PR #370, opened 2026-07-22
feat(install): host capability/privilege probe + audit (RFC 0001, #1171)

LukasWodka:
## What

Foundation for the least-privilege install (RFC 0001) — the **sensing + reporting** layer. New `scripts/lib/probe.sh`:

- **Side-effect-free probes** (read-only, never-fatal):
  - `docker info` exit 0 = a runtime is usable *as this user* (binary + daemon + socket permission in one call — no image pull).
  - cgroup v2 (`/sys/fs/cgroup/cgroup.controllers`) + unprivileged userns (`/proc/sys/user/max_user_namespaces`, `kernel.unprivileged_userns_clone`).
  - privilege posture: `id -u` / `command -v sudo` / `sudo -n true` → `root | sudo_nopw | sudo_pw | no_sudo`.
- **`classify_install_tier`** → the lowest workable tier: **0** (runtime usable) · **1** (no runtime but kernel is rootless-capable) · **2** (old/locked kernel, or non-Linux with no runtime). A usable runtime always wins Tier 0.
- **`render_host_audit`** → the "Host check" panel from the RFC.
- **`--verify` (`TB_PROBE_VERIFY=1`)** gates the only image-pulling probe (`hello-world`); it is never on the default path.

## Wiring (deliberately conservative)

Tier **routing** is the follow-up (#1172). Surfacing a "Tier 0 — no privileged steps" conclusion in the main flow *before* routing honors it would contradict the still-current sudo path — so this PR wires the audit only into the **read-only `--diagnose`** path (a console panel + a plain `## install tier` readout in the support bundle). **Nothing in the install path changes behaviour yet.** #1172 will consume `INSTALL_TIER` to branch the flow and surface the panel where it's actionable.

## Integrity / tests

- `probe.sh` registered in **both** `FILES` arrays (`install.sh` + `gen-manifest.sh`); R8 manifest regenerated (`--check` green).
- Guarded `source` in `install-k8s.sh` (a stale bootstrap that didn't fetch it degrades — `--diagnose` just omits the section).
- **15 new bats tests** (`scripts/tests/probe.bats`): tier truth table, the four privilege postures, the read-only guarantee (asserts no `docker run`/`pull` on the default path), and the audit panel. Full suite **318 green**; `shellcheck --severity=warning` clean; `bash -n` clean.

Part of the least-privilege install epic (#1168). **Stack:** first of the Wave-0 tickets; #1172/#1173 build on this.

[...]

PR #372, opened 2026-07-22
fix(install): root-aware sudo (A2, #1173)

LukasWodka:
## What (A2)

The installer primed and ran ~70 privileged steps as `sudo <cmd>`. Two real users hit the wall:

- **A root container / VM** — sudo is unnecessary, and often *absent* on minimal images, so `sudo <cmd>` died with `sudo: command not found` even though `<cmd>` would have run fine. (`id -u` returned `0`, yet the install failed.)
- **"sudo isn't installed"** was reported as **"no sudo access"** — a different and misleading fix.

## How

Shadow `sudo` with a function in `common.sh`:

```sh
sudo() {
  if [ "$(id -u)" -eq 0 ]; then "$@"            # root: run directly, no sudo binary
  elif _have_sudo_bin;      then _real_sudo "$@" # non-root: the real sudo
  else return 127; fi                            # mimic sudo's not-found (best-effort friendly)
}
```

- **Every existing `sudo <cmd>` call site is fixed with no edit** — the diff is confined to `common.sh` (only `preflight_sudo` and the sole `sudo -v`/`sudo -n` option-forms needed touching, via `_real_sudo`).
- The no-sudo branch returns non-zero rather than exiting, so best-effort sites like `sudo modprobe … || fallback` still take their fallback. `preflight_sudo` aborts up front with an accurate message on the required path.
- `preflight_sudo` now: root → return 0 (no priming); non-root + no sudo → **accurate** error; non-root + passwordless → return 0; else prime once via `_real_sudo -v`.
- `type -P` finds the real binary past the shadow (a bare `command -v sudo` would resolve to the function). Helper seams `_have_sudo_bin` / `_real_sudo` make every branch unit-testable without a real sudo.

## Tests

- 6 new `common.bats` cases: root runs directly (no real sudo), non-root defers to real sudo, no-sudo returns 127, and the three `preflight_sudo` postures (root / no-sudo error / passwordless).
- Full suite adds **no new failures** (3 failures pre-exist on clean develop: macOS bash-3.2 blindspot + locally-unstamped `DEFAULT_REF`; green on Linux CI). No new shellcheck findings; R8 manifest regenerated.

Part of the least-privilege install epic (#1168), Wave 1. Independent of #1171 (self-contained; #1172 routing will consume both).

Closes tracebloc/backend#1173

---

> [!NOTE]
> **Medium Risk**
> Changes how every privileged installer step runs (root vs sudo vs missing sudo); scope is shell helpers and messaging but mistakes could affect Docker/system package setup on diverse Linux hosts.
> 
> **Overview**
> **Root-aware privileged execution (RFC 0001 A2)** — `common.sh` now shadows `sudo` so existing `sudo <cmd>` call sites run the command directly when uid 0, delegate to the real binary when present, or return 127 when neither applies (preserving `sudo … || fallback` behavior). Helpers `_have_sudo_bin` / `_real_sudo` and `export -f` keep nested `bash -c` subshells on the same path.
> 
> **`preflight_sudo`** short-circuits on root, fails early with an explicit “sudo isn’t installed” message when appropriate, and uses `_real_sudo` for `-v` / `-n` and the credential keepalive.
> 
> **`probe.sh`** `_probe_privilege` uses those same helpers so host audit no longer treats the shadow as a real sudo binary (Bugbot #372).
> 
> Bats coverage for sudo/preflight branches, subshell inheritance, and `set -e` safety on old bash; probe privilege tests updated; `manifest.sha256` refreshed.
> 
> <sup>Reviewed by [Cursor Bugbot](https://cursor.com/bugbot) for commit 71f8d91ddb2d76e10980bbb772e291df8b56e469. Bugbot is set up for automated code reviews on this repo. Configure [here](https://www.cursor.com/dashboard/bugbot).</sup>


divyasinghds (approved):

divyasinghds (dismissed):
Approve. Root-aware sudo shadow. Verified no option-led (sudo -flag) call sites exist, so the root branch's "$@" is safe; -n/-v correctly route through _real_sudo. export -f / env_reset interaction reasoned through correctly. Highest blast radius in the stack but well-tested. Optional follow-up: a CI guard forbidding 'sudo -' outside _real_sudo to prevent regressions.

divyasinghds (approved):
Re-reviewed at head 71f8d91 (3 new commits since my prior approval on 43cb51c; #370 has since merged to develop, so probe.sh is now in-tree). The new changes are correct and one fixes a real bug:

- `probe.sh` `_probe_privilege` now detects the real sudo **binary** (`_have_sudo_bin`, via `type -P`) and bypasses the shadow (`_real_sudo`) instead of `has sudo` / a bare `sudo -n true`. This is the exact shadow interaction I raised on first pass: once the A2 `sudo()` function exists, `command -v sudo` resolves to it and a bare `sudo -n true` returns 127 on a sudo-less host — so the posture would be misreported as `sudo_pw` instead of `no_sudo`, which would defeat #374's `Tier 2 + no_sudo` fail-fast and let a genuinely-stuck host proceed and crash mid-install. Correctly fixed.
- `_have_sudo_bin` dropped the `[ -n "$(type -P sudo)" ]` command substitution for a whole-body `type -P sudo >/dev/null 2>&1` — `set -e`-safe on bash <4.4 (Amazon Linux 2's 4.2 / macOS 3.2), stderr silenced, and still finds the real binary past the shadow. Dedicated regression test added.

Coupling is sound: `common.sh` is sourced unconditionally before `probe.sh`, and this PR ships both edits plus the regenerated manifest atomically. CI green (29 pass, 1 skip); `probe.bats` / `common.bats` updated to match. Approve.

──────────

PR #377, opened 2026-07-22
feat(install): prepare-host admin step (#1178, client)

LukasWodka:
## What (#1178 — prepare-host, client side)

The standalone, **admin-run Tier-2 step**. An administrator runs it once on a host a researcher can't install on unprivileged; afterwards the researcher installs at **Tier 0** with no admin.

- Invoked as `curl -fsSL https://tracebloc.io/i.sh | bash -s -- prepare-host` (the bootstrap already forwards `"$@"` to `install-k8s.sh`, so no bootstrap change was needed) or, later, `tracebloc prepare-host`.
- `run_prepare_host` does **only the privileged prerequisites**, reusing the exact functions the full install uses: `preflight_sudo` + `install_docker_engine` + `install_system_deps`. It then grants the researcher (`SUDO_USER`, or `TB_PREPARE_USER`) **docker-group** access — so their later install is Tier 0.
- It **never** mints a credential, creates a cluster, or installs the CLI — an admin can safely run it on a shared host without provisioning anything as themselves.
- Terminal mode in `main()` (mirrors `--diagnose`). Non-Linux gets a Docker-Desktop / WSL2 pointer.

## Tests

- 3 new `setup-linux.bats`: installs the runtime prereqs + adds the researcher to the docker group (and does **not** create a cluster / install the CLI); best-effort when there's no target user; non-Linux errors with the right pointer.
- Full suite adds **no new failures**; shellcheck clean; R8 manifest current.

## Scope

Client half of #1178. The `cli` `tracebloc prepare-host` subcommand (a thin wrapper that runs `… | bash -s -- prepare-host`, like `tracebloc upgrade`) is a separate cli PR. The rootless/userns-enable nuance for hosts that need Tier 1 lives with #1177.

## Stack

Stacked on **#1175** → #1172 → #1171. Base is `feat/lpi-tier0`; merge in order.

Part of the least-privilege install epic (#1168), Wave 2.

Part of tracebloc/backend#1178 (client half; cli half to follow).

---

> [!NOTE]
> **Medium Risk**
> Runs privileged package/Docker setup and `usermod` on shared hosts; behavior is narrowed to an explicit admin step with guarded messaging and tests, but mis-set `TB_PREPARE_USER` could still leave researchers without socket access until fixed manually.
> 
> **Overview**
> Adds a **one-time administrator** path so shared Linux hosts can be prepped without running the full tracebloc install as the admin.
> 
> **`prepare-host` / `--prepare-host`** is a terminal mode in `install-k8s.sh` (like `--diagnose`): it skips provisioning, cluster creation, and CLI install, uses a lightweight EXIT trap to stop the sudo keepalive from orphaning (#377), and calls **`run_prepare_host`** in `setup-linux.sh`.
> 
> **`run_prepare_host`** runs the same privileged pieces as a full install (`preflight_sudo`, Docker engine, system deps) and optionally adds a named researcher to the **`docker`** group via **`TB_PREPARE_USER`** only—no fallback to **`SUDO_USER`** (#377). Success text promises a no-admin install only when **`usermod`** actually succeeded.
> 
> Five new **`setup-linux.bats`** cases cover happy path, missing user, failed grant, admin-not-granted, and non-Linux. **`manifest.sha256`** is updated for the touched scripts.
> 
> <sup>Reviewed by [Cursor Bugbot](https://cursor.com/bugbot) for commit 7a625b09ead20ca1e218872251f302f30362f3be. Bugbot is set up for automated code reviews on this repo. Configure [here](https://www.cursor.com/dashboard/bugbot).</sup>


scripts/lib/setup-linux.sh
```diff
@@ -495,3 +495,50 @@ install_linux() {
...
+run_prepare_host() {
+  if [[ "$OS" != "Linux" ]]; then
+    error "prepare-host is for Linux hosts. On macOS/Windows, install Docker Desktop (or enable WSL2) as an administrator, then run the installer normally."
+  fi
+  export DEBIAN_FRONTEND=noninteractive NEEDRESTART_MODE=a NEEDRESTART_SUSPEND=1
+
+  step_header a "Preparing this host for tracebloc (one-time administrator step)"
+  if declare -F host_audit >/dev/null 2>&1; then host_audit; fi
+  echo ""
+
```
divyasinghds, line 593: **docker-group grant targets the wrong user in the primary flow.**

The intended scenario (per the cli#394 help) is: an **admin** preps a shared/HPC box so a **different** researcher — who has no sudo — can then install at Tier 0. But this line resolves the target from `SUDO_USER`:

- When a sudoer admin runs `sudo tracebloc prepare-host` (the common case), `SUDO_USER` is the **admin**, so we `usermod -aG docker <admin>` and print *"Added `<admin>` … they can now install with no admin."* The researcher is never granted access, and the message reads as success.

──────────

Instructions for the task.
In the listing above, find the line with "feat(install): host capability/privilege" and the line with "## Wiring (deliberately conservative)". Output those two lines and every line between them, exactly as written.

Exercise answer.
feat(install): host capability/privilege probe + audit (RFC 0001, #1171)

LukasWodka:
## What

Foundation for the least-privilege install (RFC 0001) — the **sensing + reporting** layer. New `scripts/lib/probe.sh`:

- **Side-effect-free probes** (read-only, never-fatal):
  - `docker info` exit 0 = a runtime is usable *as this user* (binary + daemon + socket permission in one call — no image pull).
  - cgroup v2 (`/sys/fs/cgroup/cgroup.controllers`) + unprivileged userns (`/proc/sys/user/max_user_namespaces`, `kernel.unprivileged_userns_clone`).
  - privilege posture: `id -u` / `command -v sudo` / `sudo -n true` → `root | sudo_nopw | sudo_pw | no_sudo`.
- **`classify_install_tier`** → the lowest workable tier: **0** (runtime usable) · **1** (no runtime but kernel is rootless-capable) · **2** (old/locked kernel, or non-Linux with no runtime). A usable runtime always wins Tier 0.
- **`render_host_audit`** → the "Host check" panel from the RFC.
- **`--verify` (`TB_PROBE_VERIFY=1`)** gates the only image-pulling probe (`hello-world`); it is never on the default path.

## Wiring (deliberately conservative)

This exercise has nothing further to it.